### Task goal
Below is a listing. Output every line of it exactly.
• • • • •
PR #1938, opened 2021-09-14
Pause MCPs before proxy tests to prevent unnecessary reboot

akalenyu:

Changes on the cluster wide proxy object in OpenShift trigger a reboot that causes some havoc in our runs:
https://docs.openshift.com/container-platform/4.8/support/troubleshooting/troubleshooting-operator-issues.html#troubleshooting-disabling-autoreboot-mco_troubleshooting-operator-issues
• • • • •
### Exercise output
PR #1938, opened 2021-09-14
Pause MCPs before proxy tests to prevent unnecessary reboot

akalenyu:

Changes on the cluster wide proxy object in OpenShift trigger a reboot that causes some havoc in our runs:
https://docs.openshift.com/container-platform/4.8/support/troubleshooting/troubleshooting-operator-issues.html#troubleshooting-disabling-autoreboot-mco_troubleshooting-operator-issues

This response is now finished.